When the memory is not being triggered, the emotions and body reactions are simmering in the background, so to speak, circulating around, not properly “digested”, or “processed.” I have used the analogy of the brain looking and functioning somewhat like the digestive system, the intestines in particular. Our brains take in experiences, as food is taken into the intestines. We extract what is useful, store what we can, and excrete the remainder. We also take in experiences, but a traumatic experience is the equivalent to having eaten a half cooked bean and ham loaf that has also started to go bad. It sits in the stomach, then slowly and painfully makes its way through the system, generating foul gas and pain along the way. The foul gas and pain are the equivalent of the outbursts, avoidances, poor relating, addictions and bad feelings that are symptomatic of trauma. Trauma treatment is the equivalent of a good belly massage, rotating and pressing out the stuck material, and a laxative, making short work of the bad situation, getting back to normal. (sorry if that was a little gross, but it is the best analogy I know).
Another thing not often appreciated, is the prevalence of trauma in children, both t and T, small and large T trauma, as we say. The large T traumas are events such as beatings, rapes, witnessing family members die, and so on: obviously horrific for anyone, and especially so for children. When children experience those things (more frequent than you imagine), the impact is deeper, because it contributes to the foundation of the entire personality development. The thing to understand, though, is that because children are more sensitive to being abandoned, and because they are so dependent upon the approval and acceptance of parents, and because their capacity to understand has some limitations, they are more tuned to any potential loss; therefore, sometimes all it takes to create a traumatic memory is a badly timed remark, a harsh word, or an idle threat. The more sensitive and intelligent the child, the more they take everything to heart, and the easier it is to create a traumatic groove in their little developing nervous systems. Most of those kinds of “small t” traumas show up in patterns of thinking, perception, belief and relating. They are often at the root of addictions. The good news is that once identified, they can be defused with the rewind technique.

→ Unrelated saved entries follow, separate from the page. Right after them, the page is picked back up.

PR #777, opened 2021-03-10
add senza misura to data.METERSIGN

### LINKED ISSUE #731: Add senza misura X to data.METERSIGN
We have no easy way to encode the "X" sometimes used to indicate a _senza misura_ with `meterSig`. 
We should add a value "senza" (or something similar) to `data.METERSIGN`.

Example (from Gould):
senza

In SMuFl:
https://smufl-browser.edirom.de/index.html?glyphname=timeSigX

rettinghaus:
fixes #731

### DIFF
--- a/source/modules/MEI.xml
+++ b/source/modules/MEI.xml
@@ -2020,7 +2020,7 @@
           <desc>Cut time; i.e. 2/2.</desc>
         </valItem>
         <valItem ident="open">
-          <desc>Senza misura</desc>
+          <desc>Open time signature, i.e., Senza misura. See Gould pp. 611–615.</desc>
         </valItem>
       </valList>
     </content>
--- a/source/modules/MEI.xml
+++ b/source/modules/MEI.xml
@@ -2019,7 +2019,7 @@
         <valItem ident="cut">
           <desc>Cut time; i.e. 2/2.</desc>
         </valItem>
-        <valItem ident="senza">
+        <valItem ident="open">
           <desc>Senza misura</desc>
         </valItem>
       </valList>
--- a/source/modules/MEI.xml
+++ b/source/modules/MEI.xml
@@ -2019,6 +2019,9 @@
         <valItem ident="cut">
           <desc>Cut time; i.e. 2/2.</desc>
         </valItem>
+        <valItem ident="senza">
+          <desc>Senza misura</desc>
+        </valItem>
       </valList>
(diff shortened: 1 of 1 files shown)


source/modules/MEI.xml
```diff
@@ -2019,6 +2019,9 @@
         <valItem ident="cut">
           <desc>Cut time; i.e. 2/2.</desc>
         </valItem>
+        <valItem ident="senza">
+          <desc>Senza misura</desc>
```
ahankinson: How does this differ from the `invis` value in `data.METERFORM`?

rettinghaus: Please see #731. It is meant to specifically encode [this symbol](https://smufl-browser.edirom.de/index.html?glyphname=timeSigX):
 


See Gould pp. 611–615

ahankinson: Ah, Ok. I was going by this:

https://usermanuals.musicxml.com/MusicXML/Content/EL-MusicXML-senza-misura.htm

Given that the other options in this are the "cut" and "common", perhaps something like "open" (from the SMuFL description "Open time signature") or just "x"? (not that I'm necessarily a fan of single-letter attribute values, but it is the most descriptive)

When trauma occurs in childhood, both large and small, short term or a years long pattern, the work of therapy is more sensitive and complex. Because safety is paramount, the process cannot be rushed. The memories are often not available to be reprocessed; it is wrong, even highly unethical, to go digging around looking for bad memories. When your real Self determines that a memory is ready to be filed away properly, to be finally de-traumatized, the memory becomes available, and the right therapist comes onto your radar. It often seems miraculous, how that happens.